Dem Pharao versprochen
habe Duamutef nicht wiedergesehen. Unser Treffen am Nil kommt mir inzwischen vor wie ein Traum.
Heute kommt der Pharao zurück. Gegen Mittag wird er in die Stadt einziehen. Ich stehe völlig neben mir. Ich müsste allmählich anfangen, mich für ihn vorzubereiten. Ich besitze ein neues Kleid, das für diesen Tag bestimmt ist. Dreimal hatte ich es schon in der Hand – und dennoch kann ich mich nicht überwinden, es anzuziehen. Selket kommt dauernd herein und fragt, was mit mir los ist. Sie will mir helfen und mein Haar richten. Aber ich fühle mich so schwach, so lustlos. In mir macht sich eine dumpfe Mattigkeit breit. Am liebsten würde ich mich hinlegen und schlafen. Doch ich muss zu diesem Festzug gehen, ob ich nun will oder nicht …
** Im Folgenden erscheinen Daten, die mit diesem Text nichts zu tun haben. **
PR #896, opened 2024-03-25
Show grid and generator simultaneously

blammit:


components/widgets/WidgetHeader.qml
```diff
@@ -28,13 +28,13 @@ Item {
 
 	Label {
 		id: titleLabel
-
-		anchors {
-			left: icon.right
-			leftMargin: Theme.geometry_widgetHeader_spacing
-			right: parent.right
-		}
+		width: parent.width - icon.width - secondaryLabel.implicitWidth - Theme.geometry_widgetHeader_spacing
```
jpetrell, line 31: There are potentially two spacings to deduct with icon and two labels in a row?

pages/BriefMonitorPanel.qml
```diff
@@ -23,6 +23,7 @@ Column {
 		WidgetHeader {
 			id: solarHeader
 
+			width: parent.width
```
jpetrell, line 26: Are there use cases of using implicit width? If not move to the component?

pages/OverviewPage.qml
```diff
@@ -76,6 +79,27 @@ SwipeViewPage {
...
 				break
 			case 3:
+				if (preferLargeWidgetCount === 3) {
+					// If all three prefer L size, then use M for all three.
+					widget.size = VenusOS.OverviewWidget_Size_M
+				} else if (preferLargeWidgetCount >= 2) {
+					// If only two prefer L size, then use L for the bottom one, M for the other that
+					// prefers L size, and S for the last.
+					if (i === _leftWidgets.length - 1) {
+						widget.size = VenusOS.OverviewWidget_Size_L
```
jpetrell, line 89: What if the bottom one doesn't prefer the large side?

data/AcInputs.qml
```diff
@@ -112,5 +126,13 @@ QtObject {
 		return match ? match.name : "--"
 	}
 
+	function _updateActiveInfo(info) {
+		if (info.isActiveInput) {
+			root.activeInputInfo = info
+		} else if (root.activeInputInfo == info) {
+			root.activeInputInfo = null
+		}
```
jpetrell, line 134: Would maybe move the two signal handlers and the update function to a readonly binding:

```
readonly property AcInputSystemInfo activeInputInfo: {
    if (input1info.isActiveInput) return input1info
    else if (input2info.isActiveInput) return input2info
    else return null
}
```

data/common/AcInputSystemInfo.qml
```diff
@@ -6,28 +6,37 @@
...
+		uid: root.bindPrefix ? root.bindPrefix + "/ServiceName" : ""
 	}
 
 	readonly property VeQuickItem _serviceType: VeQuickItem {
-		uid: root.bindPrefix + "/ServiceType"
+		uid: root.bindPrefix ? root.bindPrefix + "/ServiceType" : ""
+	}
+
+	readonly property VeQuickItem _source: VeQuickItem {
+		uid: root.bindPrefix ? root.bindPrefix + "/Source" : ""
```
jpetrell, line 40: These "root.bindPrefix ? .." checks are unfortunate, but I guess no way around them.

data/common/ActiveAcInput.qml
```diff
@@ -9,40 +9,20 @@ import Victron.VenusOS
 Device {
 	id: root
 
-	readonly property bool connected: !!_activeInputInfo && _activeInputInfo.connected
-	readonly property string serviceType: !!_activeInputInfo ? _activeInputInfo.serviceType : ""
-	readonly property string serviceName: !!_activeInputInfo ? _activeInputInfo.serviceName : ""
+	property AcInputSystemInfo inputInfo
 
-	property int source: VenusOS.AcInputs_InputSource_NotAvailable
+	readonly property bool connected: !!inputInfo && inputInfo.connected
```
jpetrell, line 14: is "!!" prefix really needed?

data/mock/AcInputsImpl.qml
```diff
@@ -11,128 +11,161 @@ QtObject {
...
+			// Cycle between positive -> negative -> zero energy.
+			// Positive energy value = imported energy, flowing towards inverter/charger.
+			// Negative energy value = exported energy, flowing towards grid.
+			const negativeEnergyFlow = testEnergyCounter < 0
+			const zeroEnergyFlow = testEnergyCounter === 0
+
+			const phases = Global.acInputs.activeInput._phases._phaseObjects
+			let totalPower = NaN
+			let i
+			for (i = 0; i < phases.count; ++i) {
```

Ach! Wäre nur eine andere an meiner Stelle!
3. Kapitel Die Rückkehr des Pharaos
Die weite Reise hatte Tutanchamun angestrengt, doch er ließ sich nichts anmerken.
Sein Lächeln war wie eingemeißelt, als er im goldenen Streitwagen durch Wasets Straßen rollte. Die Menschenmenge links und rechts am Straßenrand jubelte ihm zu und winkte. Tutanchamun hob den Arm und grüßte huldvoll zurück, während er die teuflischen Schmerzen in seinem rechten Knie zu ignorieren versuchte. So sehr er auch seine Muskeln trainierte, Laufen und langes Stehen fielen ihm immer schwerer. Die Götter mussten einen Fluch über ihn geworfen haben.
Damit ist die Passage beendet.